Waterflood feasibility of the Brushy Canyon Formation: Red Tank field, Lea County, New Mexico
The U. S. Department of Energy estimates that 5 billion barrels of oil will remain in existing slope basin clastic reservoirs of the Permian Basin unless new and innovative recovery methods are implemented. This clearly highlights the need for operators to take a more comprehensive look into secondary recovery methods such as waterflooding. In this study, the author used a variety of tools to characterize this reservoir and to predict its response to water injection. Sequence stratigraphy was used to construct the geologic framework of the field. Scanning electron microscopy, X-ray diffraction, and thin section analysises were used to determine the bulk and clay mineralogy of the reservoir. Core analysis helped to determine Archie log parameters and net pay cutoffs needed in determining reserves from volumetrics. Analytical waterflood models recommended in SPE Monograph 3 were used to predict the reservoirs response to water injection.

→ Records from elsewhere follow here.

PR #112, opened 2015-01-06
Refactor pod registry

jdef:
**WARNING:** major refactoring ahead. This branch removes the customized API server in favor of the stock implementation. As such, there are major consequences to scheduling and minion registration/tracking. Tutorials will need updating (see #122).

TODOs:
- [x] refactor scheduler
- [x] refactor mesos cloud provider implementation
- [x] update README / walkthrough
- [x] single pod deploy working
- [x] restore scheduling error handler backoff
- [x] avoid re-queuing older pod state over the top of newer pod state
- [x] guestbook example working
- [x] unit testing (started, see #123)
- [x] burn-in testing


jdef:
When apply binding fails, there's a 3-way race between:
- the k8s scheduling loop
- the async scheduling error handler func
- the pod FIFO reflector

Apply binding checks bound pod constraints, AFTER the pod.Host is updated to a non-empty string. If there's a problem with the constraint check, then the pod.Host is reset to "" (there are now two write/updates sent to the pod FIFO reflector). An error is then propagated back to the scheduler, which triggers the async scheduling error handler. However, since the pod.Host was reset to "", the FIFO reflector will have added it to the schedulable-pods queue causing the k8s scheduling loop to pick it up immediately and attempt to schedule it. Rinse and repeat to generate several simultaneous async error handlers running at the same time as the main scheduling loop scheduler func -- all for the same pod.

The eager back-off breakout approach taken by k8s-mesos aggravates this further, though the root of the problem is actually the upstream design. There are two paths by which pods are re-added to the scheduler queue (the FIFO reflector, and the error handler) and the backoff feature of the error handler is completely bypassed when the FIFO reflector picks up the updated pod metadata in this particular failure scenario.

I think a partial solution may be present in the form of a delay-oriented FIFO, where the delay is proportional to the "heat" of a pod. Heat would correlate with the number of scheduling attempts per unit time for a given pod. More thought needed here.

jdef:
Following up from my last comment: the scheduling race dilemma was handled in the following way:
* use separate pod store for current pod state vs. pods queued for scheduling
* scheduling errors are handled synchronously: backoff waits are performed by a priority queue
* an async goroutine publishes unscheduled pods (from the pod store) to the scheduling queue
* the Schedule, Bind, and Error implementations are more aggressive in checking for valid pod status

cmd/k8sm-scheduler/main.go
```diff
@@ -0,0 +1,292 @@
...
+	return
+}
+
+func getUsername() (username string, err error) {
+	username = *mesosUser
+	if username == "" {
+		if u, err := user.Current(); err == nil {
+			username = u.Username
+			if username == "" {
+				username = "root"
```
jdef: extract constant: "root"

pkg/cloud/mesos/client.go
```diff
@@ -0,0 +1,164 @@
...
+			} `json:"slaves"`
+		}
+		state := &State{}
+		err = json.Unmarshal(blob, state)
+		if err != nil {
+			return err
+		}
+		for _, slave := range state.Slaves {
+			if slave.Pid != "" {
+				if parts := strings.SplitN(slave.Pid, "@", 2); len(parts) == 2 && len(parts[1]) > 0 {
```
jdef: TODO(jdef) use upid.UPID (from pure bindings, once we migrate) to parse this

pkg/cloud/mesos/client.go
```diff
@@ -0,0 +1,164 @@
...
+	if err != nil {
+		return nil, err
+	}
+
+	//TODO(jdef) should parallelize this
+	results := []string{}
+	for _, slave := range slaves {
+		if found, err := c.slaveRunningKubeletExecutor(ctx, slave); found {
+			// parse the host from the slave host:port
+			if parts := strings.SplitN(slave, ":", 2); len(parts) > 0 && len(parts[0]) > 0 {
```
jdef: use golang net.SplitHostPort

Issue #124, opened 2015-01-21
rebase to v0.8x+ upstream


jdef:
TODOs
- [x] cmd/kubelet/kubelet.go :: largely refactored (most of it went into config+standalone)
- [x] plugin/cmd/kube-scheduler/scheduler.go :: minor changes
- [x] pkg/service/endpoints_controller.go :: minor changes
- [x] plugin/pkg/scheduler/factory/factory.go :: investigate plugins, auth, alg providers (#121); will not address as part of this rebase
- [x] single pod
- [x] guestbook
- [x] burn-in testing

jdef:
closing out since #132 merged

PR #132, opened 2015-01-26
Rebase to k8s 0.8x

jdef:
progress tracked in #124


jdef:
Ready for merge, PTAL @ConnorDoyle @vladimirvivien

cmd/k8sm-executor/main.go
```diff
@@ -54,135 +48,120 @@ var (
 	minimumGCAge            = flag.Duration("minimum_container_ttl_duration", 0, "Minimum age for a finished container before it is garbage collected.  Examples: '300ms', '10s' or '2h45m'")
 	maxContainerCount       = flag.Int("maximum_dead_containers_per_container", 5, "Maximum number of old instances of a container to retain per container.  Each container takes up some disk space.  Default: 5.")
 	authPath                = flag.String("auth_path", "", "Path to .kubernetes_auth file, specifying how to authenticate to API server.")
+	cAdvisorPort            = flag.Uint("cadvisor_port", 4194, "The port of the localhost cAdvisor endpoint")
```
adam-mesos: Have you tested cAdvisor with k8sm? Just curious.

cmd/k8sm-executor/main.go
```diff
@@ -54,135 +48,120 @@ var (
...
+		RootDirectory:           *rootDirectory,
+		NetworkContainerImage:   *networkContainerImage,
+		SyncFrequency:           *syncFrequency,
+		RegistryPullQPS:         *registryPullQPS,
+		RegistryBurst:           *registryBurst,
+		MinimumGCAge:            *minimumGCAge,
+		MaxContainerCount:       *maxContainerCount,
+		ClusterDomain:           *clusterDomain,
+		ClusterDNS:              clusterDNS,
+		Port:                    *port, // TODO(nnielsen): Don't hardwire port, but use port from resource offer.
```
adam-mesos: This doesn't look hardwired. What does this TODO mean?

cmd/k8sm-executor/main.go
```diff
@@ -54,135 +48,120 @@ var (
...
 	}
 
-	// Log the events locally too.
-	record.StartLogging(log.Infof)
+	driver := new(mesos.MesosExecutorDriver)
 
-	capabilities.Initialize(capabilities.Capabilities{
-		AllowPrivileged: *allowPrivileged,
-	})
+	//HACK(jdef) largely hacked from the k8s standalone package, createAndInitKubelet
```
adam-mesos: Did you mean to leave this //HACK comment in? Should it be replaced with an appropriate TODO or an @see reference?

cmd/k8sm-executor/main.go
```diff
@@ -54,135 +48,120 @@ var (
...
 
-	dockerClient, err := docker.NewClient(getDockerEndpoint())
-	if err != nil {
-		log.Fatal("Couldn't connnect to docker.")
-	}
+		log.V(2).Infof("Initialize executor driver...")
+		driver.Init()
 
-	hostname := getHostname()
+		k.BirthCry()
```
adam-mesos: Weird. Couldn't they have just called it Register or Announce?

hack/patches/k8s---issue128.patch
```diff
@@ -0,0 +1,141 @@
...
+ 	// start the kubelet
+ 	go util.Forever(func() { k.Run(cfg.Updates()) }, 0)
+ 
+ 	// start the kubelet server
+ 	if kc.EnableServer {
+ 		go util.Forever(func() {
+-			kubelet.ListenAndServeKubeletServer(k, net.IP(kc.Address), kc.Port, kc.EnableDebuggingHandlers)
+-		}, 0)
++			k.ListenAndServe(net.IP(kc.Address), kc.Port, kc.EnableDebuggingHandlers)
++		}, 10*time.Second)
```
adam-mesos: Maybe add the "We don't want 0s because if we can't get the port right away then we generate **tons** of logging and fill up the disk." comment here?

cmd/k8sm-executor/main.go
```diff
@@ -6,26 +6,20 @@ import (
...
 	"strings"
+	"sync"
 	"time"
 
-	"github.com/GoogleCloudPlatform/kubernetes/pkg/capabilities"
-	"github.com/GoogleCloudPlatform/kubernetes/pkg/client"
-	"github.com/GoogleCloudPlatform/kubernetes/pkg/client/record"
-	"github.com/GoogleCloudPlatform/kubernetes/pkg/clientauth"
-	"github.com/GoogleCloudPlatform/kubernetes/pkg/health"
 	_ "github.com/GoogleCloudPlatform/kubernetes/pkg/healthz"
```
vladimirvivien: Is healthz package here for package init() purpose or is it not being used?

pkg/executor/server.go
```diff
@@ -91,7 +92,8 @@ func NewServer(host HostInterface, enableDebuggingHandlers bool, ns string) Serv
 func (s *Server) InstallDefaultHandlers() {
 	healthz.InstallHandler(s.mux)
 	profile.InstallHandler(s.mux)
-	s.mux.HandleFunc("/podInfo", s.handlePodInfo)
+	s.mux.HandleFunc("/podInfo", s.handlePodInfoOld)
+	s.mux.HandleFunc("/api/v1beta1/podInfo", s.handlePodInfoVersioned)
```
adam-mesos: I thought we'd moved past v1beta1?

pkg/executor/server.go
```diff
@@ -299,23 +311,21 @@ func (s *Server) serveStats(w http.ResponseWriter, req *http.Request) {
...
-				Name: components[1],
-				// TODO(k8s): I am broken
+				Name:        components[1],
 				Namespace:   api.NamespaceDefault,
 				Annotations: map[string]string{kubelet.ConfigSourceAnnotationKey: s.sourcename},
 			},
 		})
 		stats, err = s.host.GetContainerInfo(podFullName, "", components[2], &query)
-	case 4:
+	case 5:
```
adam-mesos: Why did this become case 5, and where is case 4?

pkg/scheduler/plugin.go
```diff
@@ -157,7 +156,7 @@ func (b *binder) bind(ctx api.Context, binding *api.Binding, task *PodTask) (err
 
 	if err = b.prepareTaskForLaunch(ctx, binding.Host, task); err == nil {
 		log.V(2).Infof("Attempting to bind %v to %v", binding.PodID, binding.Host)
-		if err = b.client.Post().Namespace(api.Namespace(ctx)).Path("bindings").Body(binding).Do().Error(); err == nil {
+		if err = b.client.Post().Namespace(api.Namespace(ctx)).Resource("bindings").Body(binding).Do().Error(); err == nil {
```
vladimirvivien: Break the chained accessors from b.client up a bit, no? this would help with debug if something gets broken.

jdef: I see your point. This line is basically copy/pasted from k8s code. Upon further inspection, k8s implements a nice error propagation pattern in Request objects:

https://github.com/GoogleCloudPlatform/kubernetes/blob/release-0.8/pkg/client/request.go

I'm probably going to leave this as-is.

pkg/executor/server.go
jdef: k8s code, there is no spoon, I mean case 4. Valid URL paths handled by this target basically have 1, 3, or 5 path segments. Anything else is not supported.

pkg/executor/server.go
jdef: k8s code: I don't know why they use v1beta1 instead of v1beta2, but last I checked those are the only two "publishable" types that clients can use for interacting with the API.

cmd/k8sm-executor/main.go
jdef: init()

hack/patches/k8s---issue128.patch
jdef: Good point, I'll include that when I upstream this patch.

cmd/k8sm-executor/main.go
jdef: agreed

cmd/k8sm-executor/main.go
jdef: the point was that the port should come from the mesos `ports` resource range, and not from the command line. i'll update the wording since it's odd now that the code has shifted.

cmd/k8sm-executor/main.go
jdef: Nope, but since the executor doesn't spin it up (like the proxy) we can't depend on it being there.

cmd/k8sm-executor/main.go
jdef: Perhaps it reflects their excitement and optimism in bringing a new kubelet into the world.

PR #142, opened 2015-02-04
Pure bindings

jdef:
TODOs:
- [x] compiles and runs replication controller
- [ ] test authentication support
- [ ] test guestbook example
- [ ] burn-in testing

### DIFF
--- a/cmd/k8sm-executor/main.go
+++ b/cmd/k8sm-executor/main.go
@@ -22,7 +22,7 @@ import (
 	"github.com/GoogleCloudPlatform/kubernetes/pkg/version/verflag"
 	"github.com/fsouza/go-dockerclient"
 	log "github.com/golang/glog"
-	"github.com/mesos/mesos-go/mesos"
+	edriver "github.com/mesos/mesos-go/executor"
 	"github.com/mesosphere/kubernetes-mesos/pkg/executor"
 )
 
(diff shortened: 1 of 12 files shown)


cmd/k8sm-executor/main.go
```diff
@@ -154,18 +153,15 @@ func main() {
 	standalone.RunKubelet(&kcfg, builder)
 
 	log.Infoln("Waiting for driver initialization to complete")
-	<-initialized
-	defer driver.Destroy()
 
 	// block until driver is shut down
-	driver.Join()
+	select {}
```
vladimirvivien: Interesting trick.  Will that cause the driver to block instead of driver.Join() ?

pkg/scheduler/pod_task.go
```diff
@@ -55,8 +56,8 @@ func (t *PodTask) FillFromDetails(details *mesos.Offer) error {
 	t.TaskInfo.TaskId = newTaskID(t.ID)
 	t.TaskInfo.SlaveId = details.GetSlaveId()
 	t.TaskInfo.Resources = []*mesos.Resource{
-		mesos.ScalarResource("cpus", containerCpus),
-		mesos.ScalarResource("mem", containerMem),
+		mutil.NewScalarResource("cpus", containerCpus),
```
vladimirvivien: Cool, you are using the mesos util package.

cmd/k8sm-executor/main.go
vladimirvivien: I did a search for "empty select" got my answer.

PR #150, opened 2015-02-15
Forcing tag change since it is required now

bobrik:
Since 1.4 (docker/docker#8511):

```
FATA[0000] Error response from daemon: Conflict: Tag build-base is already set to image 25deb5eeb2834533442d3a136ef2e150610596926b21c0b45597fe454f854dd0, if you want to replace it, please use -f option
```

Happens when you run `hack/dockerbuild/build`.


jdef:
thanks for the PR

PR #163, opened 2015-03-03
Better support for task reconciliation

### LINKED ISSUE #73: implement task reconciliation
https://github.com/apache/mesos/blob/master/docs/reconciliation.md

### LINKED ISSUE #162: Persist Bindings annotations alongside pod Host assignment
PR submitted upstream for review

jdef:
- fixes #162 
- resolves #73

### DIFF
--- a/pkg/scheduler/podtask/pod_task.go
+++ b/pkg/scheduler/podtask/pod_task.go
@@ -206,9 +206,9 @@ func RecoverFrom(pod *api.Pod) (*T, bool, error) {
 		return nil, false, fmt.Errorf("illegal argument: pod was nil")
 	}
 	if pod.Status.Host == "" || len(pod.Annotations) == 0 {
-		//TODO(jdef) if Status.Host != "" then it's likely that the task has launched
-		//but is not yet bound -- so annotations may be on the way. The binding may also
-		//have failed but we haven't been processed the TASK_FAILED yet.
+		// if Status.Host != "" then it's likely that the task has launched
+		// but is not yet bound -- so annotations may be on the way. The binding
+		// may also have failed but we haven't been processed the TASK_FAILED yet.
 		log.V(1).Infof("skipping recovery for unbound pod %v/%v", pod.Namespace, pod.Name)
 		return nil, false, nil
 	}
--- a/pkg/scheduler/podtask/pod_task.go
+++ b/pkg/scheduler/podtask/pod_task.go
@@ -10,6 +10,7 @@ import (
 	mesos "github.com/mesos/mesos-go/mesosproto"
 	mutil "github.com/mesos/mesos-go/mesosutil"
 	"github.com/mesosphere/kubernetes-mesos/pkg/offers"
+	annotation "github.com/mesosphere/kubernetes-mesos/pkg/scheduler/meta"
 	"github.com/mesosphere/kubernetes-mesos/pkg/scheduler/metrics"
 )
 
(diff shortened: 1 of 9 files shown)


pkg/scheduler/podtask/pod_task.go
```diff
@@ -183,6 +184,98 @@ func New(ctx api.Context, pod *api.Pod, executor *mesos.ExecutorInfo) (*T, error
...
+//
+// at this time task reconstruction is only supported for pods that have been annotated with
+// binding metadata, which implies that they've previously been associated with a task and
+// that mesos knows about it.
+//
+func RecoverFrom(pod *api.Pod) (*T, bool, error) {
+	if pod == nil {
+		return nil, false, fmt.Errorf("illegal argument: pod was nil")
+	}
+	if pod.Status.Host == "" || len(pod.Annotations) == 0 {
```
jdef: If the binding fails, then Host == "" but pod status == Failed, so we can actually check for that here.

pkg/scheduler/scheduler.go
```diff
@@ -223,7 +226,11 @@ func (k *KubernetesScheduler) StatusUpdate(driver bindings.SchedulerDriver, task
 		}
 		fallthrough
 	case mesos.TaskState_TASK_KILLED:
-		k.taskRegistry.UpdateStatus(taskStatus)
+		_, state := k.taskRegistry.UpdateStatus(taskStatus)
+		//TODO(jdef) what if I receive this after a TASK_LOST or TASK_KILLED? I don't want to reincarnate then..
```
jdef: It's possible that master may report TASK_LOST and subsequently report a non-terminal status. TASK_LOST is special this way, unlike the other terminal statuses. We already track *finished* tasks (for some reason) -- we could just as easily track *lost* tasks and handle this TASK_LOST-followed-by-TASK_STARTING more gracefully.

pkg/scheduler/scheduler.go
```diff
@@ -248,6 +255,53 @@ func (k *KubernetesScheduler) StatusUpdate(driver bindings.SchedulerDriver, task
 	}
 }
 
+func (k *KubernetesScheduler) handleUnknownStartedTask(driver bindings.SchedulerDriver, taskStatus *mesos.TaskStatus) {
+	//TODO(jdef) attempt to recover task from pod info:
```
jdef: This isn't really a TODO any more, but it does need unit testing

pkg/scheduler/scheduler.go
```diff
@@ -350,3 +404,25 @@ func (r *Reconciler) Run(driver bindings.SchedulerDriver) <-chan struct{} {
 	}
 	return nil
 }
+
+func (ks *KubernetesScheduler) recoverTasks() error {
```
jdef: Needs unit testing

pkg/scheduler/service/service.go
```diff
@@ -300,9 +302,11 @@ func (s *SchedulerServer) Run(_ []string) error {
 		log.Fatalf("Failed to start driver: %v", err)
 	}
 
-	//TODO(jdef) we need real task reconciliation at some point
-	log.V(1).Info("Clearing old pods from the registry")
-	clearOldPods(client)
+	/*
```
jdef: Should we enable this code with a flag (e.g. `--clean_slate`)? If so, it would have to be invoked before mesosPodScheduler.Init() which is recovering tasks from the pod state.

pkg/scheduler/podtask/pod_task.go
jdef: Also, should the scheduler check for non-terminal pod.Status.Phase?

Sequence stratigraphy indicated that the basal Brushy Canyon contains cyclic deposits. Five highstand and five lowstand deposits were identified in three wells along a 1-1/2 mile cross-section. These deposits were interpreted to have been transported by a variety of mechanisms during an overall drop in relative sea level within an intermediate-order cycle. The drop in sea level was most likely caused by glaciation with cyclic waxing and waning induced by Milankovic climate cycles.
Bulk mineralogy of this reservoir indicate it to be a subarkosic sandstone with quartz, K-feldspar, and carbonate cements comprising the major minerals. Clay mineralogy indicate that the average laboratory volume of clay is 11.6%, of which 55% is illite and 45% is iron-rich chlorite. The iron-rich chlorite renders this reservoir acid sensitive. There were no significant amounts of swelling clays detected.
Using a porosity-permeability transform a minimum core porosity cutoff for a minimum economic permeability of 1.0 md was 11%. Formation resisitivity factor measurements indicate a cementation exponent of 1.41 and an a coefficient of 1.28. A saturation exponent of 1.80 was obtained using a modified Maute method (1992). Relative permeability measurements indicate this reservoir to be uniformly water-wet. From the relative permeability curves it was noted that permeability to oil was insignificant at saturations above 50%. This value was used as the saturation cutoff in the net pay criteria. Using the Archie equation with the above parameters and cutoffs, along with a volume of clay cutoff less than 15%, the total reserves in the area studied were 9.07 MMstb.
Waterflood calculation indicate a mobility ratio of 0.33 and permeability variance of 0.3. Fractional flow calculations predict piston like displacement Predicted injection rates are low and should continually reduce throughout the life of the waterflood due to a low average permeability and low water mobility. Using the Dykstra-Parsons and modified Craig-Geffen-Morse methods the predicted waterflood reserves were 276.7 and 123.7 Mstb of oil per 40 acre five-spot pattern.